Cybersecurity Report Highlights Best Practices for Managing AI Training Data
by
June 10, 2025
Cybersecurity agencies in the US, UK, Australia, and New Zealand recently collaborated on a new Cybersecurity Information Sheet (CIS). The CIS discusses cybersecurity risks and best practices for managing data sets used to train AI. Here are five of the best practices the report identifies, as summarized in a recent A&O Shearman memo:
- “Source reliable data: use trusted, authoritative data sources and implement tracking systems to identify the origin of any data being used. Cryptographical tools can used to check for corruption of data sets.

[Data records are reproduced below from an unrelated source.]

PR #26, opened 2020-04-08
Warn about blank minio access_key

### LINKED ISSUE #21: Warn about minio section in drakrun's config.ini not filled out properly.
Default `/etc/drakrun/config.ini`:
```
[minio]
access_key=
secret_key=
address=localhost:9000
bucket=karton2
secure=0
```

we should detect whether `access_key` or `secret_key` is empty and warn the user appropriately.

icedevml:
resolve #21

### DIFF
--- a/drakrun/drakrun/draksetup.py
+++ b/drakrun/drakrun/draksetup.py
@@ -43,15 +43,26 @@ def install(storage_backend, disk_size, iso_path, zfs_tank_name, max_vms, unatte
 
     conf = configparser.ConfigParser()
     conf.read(os.path.join(ETC_DIR, "config.ini"))
+
+    conf_patched = False
     minio_access_key = conf.get('minio', 'access_key').strip()
 
     if os.path.exists("/etc/drakcore/config.ini"):
         if not minio_access_key:
-            logging.info("Detected single-node setup, copying configuration from /etc/drakcore/config.ini")
-            copyfile("/etc/drakcore/config.ini", os.path.join(ETC_DIR, "config.ini"))
+            logging.info("Detected single-node setup, copying minio and redis sections from /etc/drakcore/config.ini")
+            core_conf = configparser.ConfigParser()
+            core_conf.read("/etc/drakcore/config.ini")
+
+            conf['redis'] = core_conf['redis']
+            conf['minio'] = core_conf['minio']
+            conf_patched = True
     elif not minio_access_key:
         logging.warning("Detected blank value for minio access_key in /etc/drakrun/config.ini. "
                         "This service may not work properly.")
+
+    if conf_patched:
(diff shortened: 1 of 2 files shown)


drakrun/drakrun/draksetup.py
```diff
@@ -41,14 +41,17 @@ def install(storage_backend, disk_size, iso_path, zfs_tank_name, max_vms, unatte
...
-        conf = configparser.ConfigParser()
-        conf.read(os.path.join(ETC_DIR, "config.ini"))
-        minio_access_key = conf.get('minio', 'access_key').strip()
+    conf = configparser.ConfigParser()
+    conf.read(os.path.join(ETC_DIR, "config.ini"))
+    minio_access_key = conf.get('minio', 'access_key').strip()
 
+    if os.path.exists("/etc/drakcore/config.ini"):
         if not minio_access_key:
             logging.info("Detected single-node setup, copying configuration from /etc/drakcore/config.ini")
```
chivay, line 50: If we're using `ETC_DIR` variable, it would be nice to format message based on it

drakrun/drakrun/draksetup.py
```diff
@@ -41,14 +41,17 @@ def install(storage_backend, disk_size, iso_path, zfs_tank_name, max_vms, unatte
...
             copyfile("/etc/drakcore/config.ini", os.path.join(ETC_DIR, "config.ini"))
+    elif not minio_access_key:
+        logging.warning("Detected blank value for minio access_key in /etc/drakrun/config.ini. "
```
chivay, line 53: ditto

drakrun/drakrun/main.py
```diff
@@ -321,6 +321,11 @@ def cmdline_main():
 
 def main():
     conf = Config(os.path.join(ETC_DIR, "config.ini"))
+
+    if not conf.config.get('minio', 'access_key').strip():
+        logging.warning("Detected blank value for minio access_key in /etc/drakrun/config.ini. "
```
chivay, line 326: ditto

drakrun/drakrun/draksetup.py
icedevml: `ETC_DIR` refers to the location of `/etc/drakrun`, not `/etc/drakcore`, so we would have to do something like `ETC_DIR + "../drakcore/config.ini"` which also doesn't look too elegant

I'm not sure whether the whole idea of `ETC_DIR` should be dropped

drakrun/drakrun/draksetup.py
icedevml: as above

drakrun/drakrun/main.py
icedevml: fixed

- Use trusted computing systems: use a computing system that does not automatically trust any user or device (even if they come from within a known network).
- Data encryption: use sophisticated encryption protocols for data (including when data is at rest, being transported and during processing). AES-256 encryption is the industry standard as it is considered to be quantum-resistant.
- Preserve privacy: use data anonymisation and depersonalisation techniques to protect sensitive information, such as data masking, which involves replacing sensitive data with other (realistic) information or federated learning, which allows AI systems to be trained over several datasets.
- Carry out data security risk assessments: Data security should be regularly assessed using NIST frameworks.”
In addition to identifying best practices for data management, the CIS provides mitigation strategies for emerging risks in three key areas:
- Data supply chain – Threats associated with data sourcing and data alterations made before a developer acquires the data. These include risks from large-scale data collection and data collected and curated by third parties.
- Maliciously modified data – Deliberately manipulated data that is fed into AI systems to make them less accurate and secure.
- Data drift – Input data naturally degrades and becomes altered from the original dataset. Data drift occurs in many ordinary and predictable ways, making AI systems less accurate over time.